**The task:** Among the entries below, find the lines that contain the string "coordinates". State only how many there are.

**Data to examine:**

PR #14390, opened 2026-02-19
Desktop: Resolves #12400: Add a text layer over OCR-ed PDF files to make them accessible 

### LINKED ISSUE #12400: Add a text layer over OCR-ed PDF files

laurent22:
*Done with the help of AI*

**What it does:** Converts scanned/image-based PDFs into accessible PDFs where text can be selected, copied, and read by screen readers.

**How it works:** Right-click a PDF attachment → "Create accessible document" → saves a new PDF with an invisible text layer overlaid on each page using OCR word positions.

**Usage:**

- PDFs need OCR data with word coordinates
- If missing, user is prompted to re-run OCR
- Optional setting "OCR: PDF processing mode" → "Accessible" saves coordinates automatically for future PDFs (adds 10-50KB/page to database)

# TODO

- [x] Add tests


laurent22:
@coderabbit review

packages/lib/shim-init-node.ts
```diff
@@ -894,10 +895,67 @@ function shimInit(options: ShimInitOptions = null) {
...
 	};
+
+	shim.createAccessiblePdf = async (originalPdfPath: string, ocrDetails: string, outputPath: string): Promise<void> => {
+		const Setting = require('./models/Setting').default;
+		const tempDir = `${Setting.value('tempDir')}/accessible_pdf_${Date.now()}`;
+		await shim.fsDriver().mkdir(tempDir);
+
+		try {
+			// Convert PDF pages to images
+			const imageFilePaths = await shim.pdfToImages(originalPdfPath, tempDir);
```
personalizedrefrigerator: Rather than storing the PDF page size with the OCR data, could it make sense to do the page size computation here?

This would allow removing the `ocr.pdfMode` setting.

packages/lib/shim-init-node.ts
```diff
@@ -894,10 +895,67 @@ function shimInit(options: ShimInitOptions = null) {
 		return output;
 	};
 
+	shim.pdfToImagesWithDimensions = async (pdfPath: string, outputDirectoryPath: string, options?: CreatePdfFromImagesOptions): Promise<PdfPageImage[]> => {
```
personalizedrefrigerator: It might be simpler to do this the other way around: Have `shim.pdfToImages` call `shim.pdfToImagesWithDimensions` and remove the page size information. Currently, `shim.pdfToImages` also calculates the viewport size, but doesn't include it in the return value.

packages/lib/shim-init-node.ts
laurent22: Actually I've added that setting ocr.pdfMode because it takes a lot of extra data to save the coordinate for each page of each pdf. So currently that happens only if that setting is on, or when the user right-click and select "create accessible pdf", in which case OCR re-run for that pdf, if that makes sense

packages/lib/shim-init-node.ts
laurent22: Indeed, and there was lot of duplicated code there - thanks for spotting this!

packages/lib/shim-init-node.ts
personalizedrefrigerator: I'm not certain it's necessary to store the size of each page:
- The code for creating a text overlay currently calls `shim.pdfToImages`.
- `shim.pdfToImages` includes code to calculate the size of each page.
- `shim.createAccessiblePdf` calls `shim.pdfToImages`.
- `shim.createAccessiblePdf`/`createAccessiblePdf` extracts the image size from the OCR data (from the database).
   - The page size calculated internally by `shim.pdfToImages` is used for creating the images, but not by `createAccessiblePdf`.

I think it should be possible for `shim.createAccessiblePdf` to get the page size from `shim.pdfToImages`, instead of from the OCR details stored in the database. This would mean that the PDF page size wouldn't need to be stored in the OCR details.

**Edited**: Corrected method name.

laurent22: Ok I see what you mean, I made the change now. It does make the code simpler and storing the dimensions indeed wasn't needed

personalizedrefrigerator: > Edited: Corrected method name.

To be extra clear, the above comment refers to `shim.createAccessiblePdf` (and not `shim.pdfToImagesWithDimensions`, which was the topic of the other comment).

(Sorry for any confusion!)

**The answer:** 2